◆ **DATA SUPPLIED**:
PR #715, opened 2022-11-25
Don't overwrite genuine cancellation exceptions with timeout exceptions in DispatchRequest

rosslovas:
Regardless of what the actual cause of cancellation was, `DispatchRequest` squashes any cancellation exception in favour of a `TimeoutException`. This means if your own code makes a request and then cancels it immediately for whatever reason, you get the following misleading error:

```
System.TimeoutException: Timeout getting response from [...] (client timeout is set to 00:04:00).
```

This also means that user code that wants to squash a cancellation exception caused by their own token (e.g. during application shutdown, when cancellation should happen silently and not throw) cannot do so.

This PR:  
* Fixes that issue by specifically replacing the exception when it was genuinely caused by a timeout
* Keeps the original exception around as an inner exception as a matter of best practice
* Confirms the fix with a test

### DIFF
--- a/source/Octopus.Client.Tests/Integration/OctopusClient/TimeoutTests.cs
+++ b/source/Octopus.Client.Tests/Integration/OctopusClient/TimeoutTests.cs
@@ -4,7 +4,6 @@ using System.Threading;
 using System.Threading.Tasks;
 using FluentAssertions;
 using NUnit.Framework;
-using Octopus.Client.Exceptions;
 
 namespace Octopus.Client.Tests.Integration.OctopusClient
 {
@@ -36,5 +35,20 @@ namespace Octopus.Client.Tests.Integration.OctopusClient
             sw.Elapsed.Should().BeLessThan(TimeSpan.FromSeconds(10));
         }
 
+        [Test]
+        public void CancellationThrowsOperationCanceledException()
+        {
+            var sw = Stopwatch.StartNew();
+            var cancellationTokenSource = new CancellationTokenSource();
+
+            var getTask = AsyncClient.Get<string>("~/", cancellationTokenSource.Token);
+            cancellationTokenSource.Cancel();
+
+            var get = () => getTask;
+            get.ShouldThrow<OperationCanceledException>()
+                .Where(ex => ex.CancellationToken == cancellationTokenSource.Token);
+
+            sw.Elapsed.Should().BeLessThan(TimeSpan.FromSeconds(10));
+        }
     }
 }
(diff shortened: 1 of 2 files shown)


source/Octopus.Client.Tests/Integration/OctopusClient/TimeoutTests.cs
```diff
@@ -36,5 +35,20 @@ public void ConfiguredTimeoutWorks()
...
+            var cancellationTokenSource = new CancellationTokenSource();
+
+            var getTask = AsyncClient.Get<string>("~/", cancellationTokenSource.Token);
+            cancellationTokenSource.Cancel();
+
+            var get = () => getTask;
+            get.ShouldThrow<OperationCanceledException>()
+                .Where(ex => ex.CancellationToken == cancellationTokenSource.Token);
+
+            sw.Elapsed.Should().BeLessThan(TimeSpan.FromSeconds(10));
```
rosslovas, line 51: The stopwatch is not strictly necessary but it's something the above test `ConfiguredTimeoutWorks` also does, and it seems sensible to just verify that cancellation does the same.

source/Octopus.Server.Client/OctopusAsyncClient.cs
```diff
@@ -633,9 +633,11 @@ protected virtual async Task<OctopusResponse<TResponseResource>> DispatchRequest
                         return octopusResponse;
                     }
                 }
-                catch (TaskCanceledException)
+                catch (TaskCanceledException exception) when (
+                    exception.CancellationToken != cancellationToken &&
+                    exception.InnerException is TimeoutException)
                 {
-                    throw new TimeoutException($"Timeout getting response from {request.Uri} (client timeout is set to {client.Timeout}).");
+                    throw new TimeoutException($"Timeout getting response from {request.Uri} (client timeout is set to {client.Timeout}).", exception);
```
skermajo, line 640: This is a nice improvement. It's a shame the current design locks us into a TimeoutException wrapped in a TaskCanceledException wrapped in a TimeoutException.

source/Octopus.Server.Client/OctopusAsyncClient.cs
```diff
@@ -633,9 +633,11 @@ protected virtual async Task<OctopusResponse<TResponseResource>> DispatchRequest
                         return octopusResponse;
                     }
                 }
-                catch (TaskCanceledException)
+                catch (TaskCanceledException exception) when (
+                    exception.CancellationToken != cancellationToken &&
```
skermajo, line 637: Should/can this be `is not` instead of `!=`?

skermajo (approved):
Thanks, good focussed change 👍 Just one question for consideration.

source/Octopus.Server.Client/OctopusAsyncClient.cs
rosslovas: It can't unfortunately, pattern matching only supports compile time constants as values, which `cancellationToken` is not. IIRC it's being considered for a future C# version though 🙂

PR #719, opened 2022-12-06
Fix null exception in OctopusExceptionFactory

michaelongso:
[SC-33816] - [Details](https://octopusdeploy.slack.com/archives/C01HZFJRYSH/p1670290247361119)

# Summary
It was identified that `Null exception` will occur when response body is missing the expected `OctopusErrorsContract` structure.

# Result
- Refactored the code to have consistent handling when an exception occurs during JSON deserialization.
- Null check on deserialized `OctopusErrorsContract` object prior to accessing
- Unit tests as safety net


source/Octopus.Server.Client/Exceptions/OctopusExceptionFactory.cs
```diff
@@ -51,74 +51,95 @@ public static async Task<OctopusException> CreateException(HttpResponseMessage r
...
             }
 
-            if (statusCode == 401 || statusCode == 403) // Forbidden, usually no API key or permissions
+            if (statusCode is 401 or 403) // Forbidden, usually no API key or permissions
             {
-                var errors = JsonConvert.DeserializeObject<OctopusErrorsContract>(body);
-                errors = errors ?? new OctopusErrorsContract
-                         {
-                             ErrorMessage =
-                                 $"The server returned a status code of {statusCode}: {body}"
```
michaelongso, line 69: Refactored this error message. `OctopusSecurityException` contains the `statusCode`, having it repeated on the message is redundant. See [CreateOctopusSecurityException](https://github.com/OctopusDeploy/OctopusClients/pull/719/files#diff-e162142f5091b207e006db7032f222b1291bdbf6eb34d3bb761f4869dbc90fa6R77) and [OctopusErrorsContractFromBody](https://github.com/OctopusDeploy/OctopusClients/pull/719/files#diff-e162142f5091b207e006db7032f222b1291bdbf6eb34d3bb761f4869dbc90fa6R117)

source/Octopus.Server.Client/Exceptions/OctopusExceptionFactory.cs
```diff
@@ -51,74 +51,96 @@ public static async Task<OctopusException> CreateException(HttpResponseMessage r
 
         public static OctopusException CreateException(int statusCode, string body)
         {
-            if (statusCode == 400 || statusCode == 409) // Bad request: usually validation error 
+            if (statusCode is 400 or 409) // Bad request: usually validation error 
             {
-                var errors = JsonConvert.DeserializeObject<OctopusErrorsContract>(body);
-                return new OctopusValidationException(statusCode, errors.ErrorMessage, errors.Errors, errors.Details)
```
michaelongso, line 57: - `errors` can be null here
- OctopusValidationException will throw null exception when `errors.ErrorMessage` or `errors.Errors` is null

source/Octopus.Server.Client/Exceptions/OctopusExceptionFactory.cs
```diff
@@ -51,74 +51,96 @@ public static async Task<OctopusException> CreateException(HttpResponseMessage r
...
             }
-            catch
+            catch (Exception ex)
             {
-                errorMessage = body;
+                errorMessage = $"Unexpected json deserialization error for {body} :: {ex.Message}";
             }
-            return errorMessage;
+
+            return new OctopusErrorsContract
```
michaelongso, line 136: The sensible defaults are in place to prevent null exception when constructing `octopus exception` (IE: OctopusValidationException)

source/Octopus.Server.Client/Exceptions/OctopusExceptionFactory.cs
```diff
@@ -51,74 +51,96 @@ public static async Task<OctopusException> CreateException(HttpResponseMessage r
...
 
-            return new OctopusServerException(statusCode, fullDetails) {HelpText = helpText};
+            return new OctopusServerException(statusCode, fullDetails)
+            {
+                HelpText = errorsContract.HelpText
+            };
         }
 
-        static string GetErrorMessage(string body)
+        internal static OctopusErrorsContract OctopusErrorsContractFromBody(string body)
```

◆ **ASSIGNMENT**: If a line in the data above holds the word "opened", count it, and give only the final number.

◆ **WRITTEN RESPONSE**: 2